Waterloo Region Record

Out of the spotlight Gordon Lightfoot and other music legends hide in plain sight

- JOEL RUBINOFF Waterloo Region Record

As webs of snow are driftin’ and the gales of November blitzin,’ Canadian singer-songwriter Gordon Lightfoot — undeterred by weather, health or the simple passage of time — will take the Centre in the Square stage Thursday to do what he’s always done: sing his songs, tell his stories and revel in the warmth of a doting sold-out crowd.

His aging fans, as always, will be entranced by his bitterswee­t songs about life, love and loneliness culled from a six-decade career that has seen the low-key legend perform at both 1967’s centennial celebratio­ns and its sesquicent­ennial 50 years later.

That’s Gord, as perennial and dependable as a Great Lakes freighter.

But even Great Lakes freighters, as we learned in his most famous song, “The Wreck of the Edmund Fitzgerald,” don’t last forever.

And Lightfoot, who turns 80 on Saturday, is no longer a young man.

He almost died, you know.

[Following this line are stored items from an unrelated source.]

PR #3799, opened 2023-07-03
First draft of surface stuff after discussion during meetings & drop-in hours

jeromedockes:
as discussed with @Remi-Gau and @ymzayek 
this adds the surface image and maskers module in a nilearn.experimental module

for now this is just a draft of the basic functionality, some features are missing as well as tests and an example
also it doesn't pass the pre-commit checks (missing docstrings)

the file in tests/example.py is the notebook that was used for discussion and is also in nilearn_sandbox and it should run without issues


nilearn/experimental/surface/_surface_image.py
```diff
@@ -0,0 +1,84 @@
...
+class SurfaceImage:
+    data: PolyData
+    mesh: PolyMesh
+    shape: tuple[int, ...] = dataclasses.field(init=False)
+
+    def __post_init__(self) -> None:
+        data_shapes = {k: v.shape for (k, v) in self.data.items()}
+        vertex_counts = _get_vertex_counts(self.mesh)
+        assert {k: v[-1] for (k, v) in data_shapes.items()} == vertex_counts
+        total_n_vertices = sum(s[-1] for s in data_shapes.values())
```
ymzayek, line 75: Maybe a bit easier to follow:

```suggestion
        total_n_vertices = sum(vertex_counts.values())
```

nilearn/experimental/surface/_surface_image.py
```diff
@@ -0,0 +1,84 @@
...
+    @property
+    def coordinates(self) -> np.ndarray:
+        return _io.read_mesh(self._file)["coordinates"]
+
+    @property
+    def faces(self) -> np.ndarray:
+        return _io.read_mesh(self._file)["faces"]
+
+
+class InMemoryMesh(Mesh):
```
ymzayek, line 38: Why not just expand the type of input for class `Mesh` since `load_surf_mesh` that's called in `read_mesh` takes in loaded arrays

ymzayek (commented):
First run through the core API and it looks good so far. Next I'll go through the masker and plotting APIs.

ymzayek (commented):
Looking good so far!

Remi-Gau:
@jeromedockes 
I merged main into your branch to make those failing tests disappear (hopefully)

nilearn/experimental/surface/_maskers.py
```diff
@@ -0,0 +1,136 @@
...
+class SurfaceMasker:
+    # TODO:
+    # - allow passing an actual roi mask
+    # - don't store a full array of 1 to mean "no masking"
+    # - 1d output for 1d images
+
+    mask_img_: SurfaceImage | None
+    output_dimension_: int | None
+
+    def _fit_mask_img(self, img: SurfaceImage) -> None:
```
bthirion, line 19: I don't understand what to expect from this method. A short docstring could help.

nilearn/experimental/surface/_surface_image.py
```diff
@@ -0,0 +1,84 @@
...
+    n_vertices: int
+
+    _coordinates: np.ndarray
+    _faces: np.ndarray
+
+    def __init__(self, coordinates: np.ndarray, faces: np.ndarray) -> None:
+        self._coordinates = coordinates
+        self._faces = faces
+        self.n_vertices = coordinates.shape[0]
+
```
bthirion, line 48: Do we need some checks that faces and coordinates are consistent ?

bthirion (commented):
The API looks great. In need to take more time to look at the internals of this.

Remi-Gau:
> @jeromedockes I merged main into your branch to make those failing tests disappear (hopefully)

tests are still failing

@ymzayek and I suppose this is because of the monkeypatch in the example

this leads to a more generic question - that we don't have to answer right now but it would be good to get to it at some point: where do we keep examples for experimental features?

quick look at scikit-learn shows that there is doc for the experimental features but not necessarily examples.

https://scikit-learn.org/stable/metadata_routing.html#metadata-routing

nilearn/experimental/surface/_datasets.py
```diff
@@ -0,0 +1,61 @@
...
+from nilearn import datasets
+from nilearn.experimental.surface import _io
+from nilearn.experimental.surface._surface_image import (
+    Mesh,
+    PolyMesh,
+    SurfaceImage,
+)
+
+
+def load_fsaverage(mesh_name: str = "fsaverage5") -> Dict[str, PolyMesh]:
```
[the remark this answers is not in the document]
jeromedockes: right, I remember we thought about that. but I wonder if it will result in user having to call that function several times, as it is quite frequent to need 2 or 3 of them -- eg pial and white matter for volume to surface projection, then inflated for plotting? but at the same time when only 1 is needed adding the argument would make it faster

nilearn/experimental/surface/_surface_image.py
jeromedockes: for now it uses load_surf_mesh just so we can focus on the surface image and maskers first and deal with the io later. but I think it might simplify things to have a distinction between files on disk and in-memory meshes, to avoid (i) functions like `load_surf_mesh` that have parameters that can be of several completely different types and (ii) a surface image that has several redundant/alternative attributes, some of which can be missing, and always having to deal with those multiple possible configurations

nilearn/experimental/surface/_surface_image.py
```diff
@@ -0,0 +1,84 @@
...
+PolyMesh = Dict[str, Mesh]
+
+
+def _get_vertex_counts(mesh: PolyMesh) -> dict[str, int]:
+    return {part_name: part.n_vertices for (part_name, part) in mesh.items()}
+
+
+@dataclasses.dataclass
+class SurfaceImage:
```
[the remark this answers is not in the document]
jeromedockes: I think we will often need all the data, unlike the meshes which we won't use most of the time, so I'd rather keep things a bit simpler for now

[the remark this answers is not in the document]
jeromedockes: btw we can easily have a SurfaceImage that contains only one hemisphere (the polymesh and polydata would have just 1 element each). that can be done when creating the image or if it's useful we could have methods to extract one part of the image something like `full_img.get_part("left_hemisphere")`

PR #3811, opened 2023-07-05
[FIX] improve warnings in building glm from BIDS 

### LINKED ISSUE #3735: `'slice_time_ref' not provided` warning, even when provided
https://github.com/nilearn/nilearn/blob/3edbbb88c61477c6115c2b812c4b3f74345a56cf/nilearn/glm/first_level/first_level.py#L1017-L1023

The message on `line 1017` of `nilearn/glm/first_level/first_level.py`, which is triggered when the `slice_time_ref` cannot be inferred, stipulates that `slice_time_ref` is not provided even when it is, in fact. The rest of the code ends up using the value provided by the user, but the warning is confusing as it looks like this:

```
[...]
UserWarning: No bold.json found in BIDS folder in ../bids_dataset/derivatives/fmriprep.
[...]
UserWarning: 'slice_time_ref' not provided and cannot be inferred from metadata.It will be assumed that the slice timing reference is 0.0 percent of the repetition time. If it is not the case it will need to be set manually in the generated list of models.
[...]
UserWarning: 'slice_time_ref' provided (0.5) is different from the value found in the BIDS dataset (0.0). Note this may lead to the wrong model specification.
```

Remi-Gau:
Closes #3735 

- make sure warnings is not raised when slice_time_ref is provided
- improve warnings readibility

### DIFF
--- a/doc/changes/latest.rst
+++ b/doc/changes/latest.rst
@@ -13,6 +13,8 @@ Fixes
 
 - Fix bug in :func:`~glm.first_level.first_level_from_bids` that returned no confound files if the corresponding bold files contained derivatives BIDS entities (:gh:`3742` by `Rémi Gau`_).
 
+- Fix bug in :func:`~glm.first_level.first_level_from_bids` that would throw a warning about ``slice_time_ref`` not being provided even when it was (:gh:`3811` by `Rémi Gau`_).
+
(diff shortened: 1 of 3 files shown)


Remi-Gau:
probably needs an entry in the changelog

ymzayek (approved):
LGTM!

PR #3816, opened 2023-07-05
FIX allow confound files with no cosine

### LINKED ISSUE #3537: Make `cosine` regressors an exception for the variable missing error in `load_confounds`
Right now the behaviour is the function will just fail, and a check is implemented in `_load_single_confounds_file`, so we don't need to write things in each function

https://github.com/nilearn/nilearn/blob/ec57e566455b3d929480fc2ce19e151e16673c6e/nilearn/interfaces/fmriprep/load_confounds.py#L315

The only variable that could be missing when fMRIPrep can run correctly is `cosineXX`, when the timeseries is too short. 

This deserves it's own issue

_Originally posted by @htwangtw in https://github.com/nilearn/nilearn/pull/3285#discussion_r1117252941_

This came up in a discussion with @tsalo

htwangtw:
Closes #3537.

Also some code refactoring
- concentrate most of the missing regressor and missing strategy key word catching to `load_confounds_components`
- consistency of internal and user facing strategy key for ica-aroma (only using ica_aroma, instead of ica_aroma and aroma)
- Add unit test for confound components loading and ensure consistent error catching

To-do:

- [x] The new test `test_load_confounds_components.py` is still very ugly


doc/changes/latest.rst
```diff
@@ -17,6 +17,9 @@ Fixes
 
 - Make the :func:`~nilearn.interfaces.fmriprep.load_confounds` confounds file selection more generic (:gh:`3794` by `Taylor Salo`_).
 
+- Relax the :func:`~nilearn.interfaces.fmriprep.load_confounds` confounds selection on `consine` as not all confound files contained the variables (:gh:`` by `Hao-Ting Wang`_).
```
Remi-Gau, line 20:
```suggestion
- Relax the :func:`~nilearn.interfaces.fmriprep.load_confounds` confounds selection on `cosine` as not all confound files contained the variables (:gh:`` by `Hao-Ting Wang`_).
```

bthirion (approved):
LGTM, thx.

ymzayek (approved):
Thx @htwangtw!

Back in 2002, from a near fatal stomach aneurysm that landed him in a six-week coma and knocked out his career for two years. Bang. Pow. We almost lost him right then and there.

When he was pronounced dead in 2010 — wrongly, it turned out — you could feel the country holding its collective breath until he called a radio station to confirm that “reports of my death have been greatly exaggerate­d.”

A gasp of relief followed by, what, benign indifferen­ce? It seems he was embraced by fans and taken for granted by everyone else.

And then there’s Burton Cummings, former lead singer of The Guess Who, one of the most influentia­l rock bands this country ever produced.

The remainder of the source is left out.